Back at the memorial service, faces I knew and faces I always wondered about filled the shop a hundred people deep. I was nervous to see anyone who recognized me, but as it goes in small communities, once you’ve left your mark, a hug awaits you around every corner.
Matt’s best friend came up to me.
“Sasya, you won’t believe who’s here,” and he led me around a crowd of people.
Standing before me was our surfing friend, David. I ran into him for a hug as I started to cry. “They found you. You got my emails.”
David shook his head in grief, “I can’t believe it,” he said in the same shock I had had for a month already. “Wait, what emails?”
“You didn’t get my emails? I was emailing surfers in Mexico to find you. They didn’t tell you? Then how did you know to come?”

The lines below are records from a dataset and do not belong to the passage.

Issue #3884, opened 2026-07-01
[BUG] Meshcore - Notify on Low Battery


HougeDK:
This is still not working and has never work here.
I have reported it several times.
Have anyone every reported it as working ?

Yeraze:
Thanks for flagging this again — I can see this is the 4th time you've reported this exact symptom (MeshCore "Notify on Low Battery" never firing), after three previous rounds that were each closed as fixed:

- #3417 — root cause: `meshcore_nodes.batteryMv` was never written for Repeater/Room Server nodes (remote-telemetry scheduler fetched voltage but never persisted it). Fixed.
- #3462 — root cause: the companion/local telemetry poller also never persisted `batteryMv` back to `meshcore_nodes` (it only wrote to the telemetry history table). Fixed.
- #3671 — root cause: the notification check loop only iterated Meshtastic's source-manager registry; MeshCore managers live in a separate registry and were never scanned at all. Fixed by merging both registries into the scan loop.

Each of those was a real, confirmed bug — but your last comment on #3671 ("Still no alarm", June 27) went unanswered because the issue had already been closed a few days earlier, right after the registry fix landed. So this is a genuine unresolved continuation, not a stale duplicate, and I'm keeping it open rather than closing it again on an unconfirmed fix.

I did a fresh audit of the whole pipeline today and confirmed all three prior fixes are still correctly in place in the current code (registry union, companion battery persistence, repeater battery persistence), the monitored-node-id reconstruction (`mc:<sourceId>:<pubkey12>`) matches what the UI saves, the voltage query logic (`batteryMv >= 1 AND batteryMv < threshold`) is correct, the service is started at boot, and the Apprise dispatch/permission path looks sound for an admin account. I wasn't able to pin down a new concrete bug from static review alone, so I'd like to gather a few specifics to find the actual last-mile fault rather than guess at another fix that might not stick:

1. Is the node you're monitoring a **Companion** device or a **Repeater/Room Server**?
2. What **MeshMonitor version** are you currently running, and is the account you're using the default `admin` account or a separate created user?
3. Do **"Notify on New Node"** or **"Notify on Server Events"** fire correctly for this *same* MeshCore source (not just for a Meshtastic source, if you have both)? This helps rule out a source-scoped permission/filter issue that's specific to low-battery.
[...]

PR #3896, opened 2026-07-02
fix(meshcore): stop losing local-node battery on getAllNodes(); add low-battery diagnostics

Yeraze:
## Summary

Continuation of #3884 (MeshCore "Notify on Low Battery" reported broken a 4th time, after three previous rounds each closed as fixed). This round found and fixed a real, previously-undiscovered bug and added diagnostics so the next report — if the problem persists — carries concrete evidence instead of another guess.

- **`getAllNodes()` silently dropped the local companion node's `batteryMv`/`uptimeSecs`**: the live in-memory `this.localNode` (populated from `get_self_info`, which has no battery field) was pushed to the result *replacing* the DB-persisted row instead of being merged over it. The telemetry poller was correctly writing `batteryMv` to `meshcore_nodes`, but every API/UI consumer of `getAllNodes()` (Node Info panel, dashboard) saw it as blank for the companion's own node. Now merges the persisted row as a base so DB-only fields survive.
- **`isLocalNode` was never set `true`** on the local node's `meshcore_nodes` row in production — only test fixtures set it. The telemetry poller now stamps `isLocalNode: true` when it persists battery, so the flag (and the repository's dead-but-present `getLocalNode()` query) actually reflects reality.
- **Added one-shot (per-source) INFO-level diagnostics** — in `meshcoreTelemetryPoller.ts` when `get_stats(core)` returns no battery field or a non-positive voltage, and in `lowBatteryNotificationService.ts` reporting the monitored/matched counts for a MeshCore source's low-battery check. Three prior fixes for this issue each landed without any log evidence they took effect for the reporter's setup (everything was gated behind `debug`, which they never enabled); these lines show up in default logs so the next report is actionable.

## Test plan

- [x] `npx vitest run src/server/services/lowBatteryNotificationService.test.ts src/server/services/meshcoreTelemetryPoller.test.ts src/server/meshcoreManager.getAllNodes.test.ts src/server/meshcoreManager.seedContacts.test.ts` — 41/41 passed
- [x] `npx eslint` on changed files — no new warnings/errors vs. base
- [ ] Full `vitest run` suite (in progress at time of PR creation; will follow up if anything regresses)

---
_Generated by [Claude Code](https://claude.ai/code/session_01FuxMUrWWeW8DwpLoo9hSG1)_

### DIFF
--- a/src/server/meshcoreManager.getAllNodes.test.ts
+++ b/src/server/meshcoreManager.getAllNodes.test.ts
@@ -110,19 +110,20 @@ describe('MeshCoreManager.getAllNodes (node-list-collapses-to-1 regression)', ()
     expect(matches[0].batteryMv).toBe(4010); // DB-only field preserved through the merge
   });
 
-  it('lists the live local node first and does not duplicate its persisted row', async () => {
+  it('lists the live local node first, merges its persisted batteryMv, and does not duplicate its row (#3884)', async () => {
     getNodesBySource.mockResolvedValue([
-      { publicKey: KEY_LOCAL, name: 'Me (stale)', advType: MeshCoreDeviceType.COMPANION, isLocalNode: true },
+      { publicKey: KEY_LOCAL, name: 'Me (stale)', advType: MeshCoreDeviceType.COMPANION, isLocalNode: true, batteryMv: 3900 },
       { publicKey: KEY_B, name: 'Node B', advType: MeshCoreDeviceType.REPEATER, isLocalNode: false },
     ]);
 
     const m = new MeshCoreManager('src-a');
-    // @ts-expect-error - seed the live local node directly
+    // @ts-expect-error - seed the live local node directly, as `get_self_info`
+    // would (no battery field — that only ever lands via the telemetry poller).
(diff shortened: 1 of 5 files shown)


Yeraze:
Reconciled with `main` after #3899 merged (both PRs touched the poller's battery-persist block). Merged `main` into this branch (`d29bd4a0`) and combined the two cleanly in `meshcoreTelemetryPoller.ts`:

- **This PR keeps:** `isLocalNode: true` on the upsert, and the one-shot `loggedZeroBattery` / `loggedMissingBattery` diagnostics (negative cases — device reports 0 / no battery field).
- **From #3899:** the `persistedMv` capture, the one-shot `loggedBatteryPersisted` success confirmation, and the elevated **error-level** failure log (positive-persist + swallowed-failure cases).

Net result in the `core.batteryMv > 0` branch: `upsertNode({ publicKey, batteryMv: persistedMv, isLocalNode: true })` → `.then()` logs the persist confirmation once, `.catch()` logs the failure at error. All three one-shot Sets are reset in `clearSource()`. Both PRs' poller tests coexist and pass locally (typecheck clean; poller + notifications + getAllNodes suites green).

David explained that he had had problems with his Achilles' tendon, (which ironically to me had been Matt’s same physical issue when I had first met him), and that he had come back into the Valley for one day and night to see his doctor. He had driven into town for dinner and someone had said to him, “Hey, you going to that thing for Matt?”

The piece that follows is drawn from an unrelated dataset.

PR #3903, opened 2026-07-02
feat(map): fade node markers by age instead of hard cutoff (#3886)

### LINKED ISSUE #3886: [FEAT] Fade map node markers by age instead of hard time-slider cutoff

David said, “What is Matt having?”
I cried wondering if Matt was up there orchestrating this all.
Moments later, while I stood in a circle of women blubbering about how strange it was that David had shown up, Matt’s Aunt Sarah came up to me.
“Sasya, this is Katy. I think you two would have a lot in common, you should talk.” Katy was one woman that I didn’t recognized from the Valley, which meant nothing since it had only been my second summer here.
“Katy, I need to eat. Let me grab something.”
I trusted Matt’s Aunt Sarah that she wouldn’t give me something I couldn’t handle. I also trusted her because it was one of the few relatives in Matt’s family that he had recently grown close to during a time when he started to separate himself from so many others.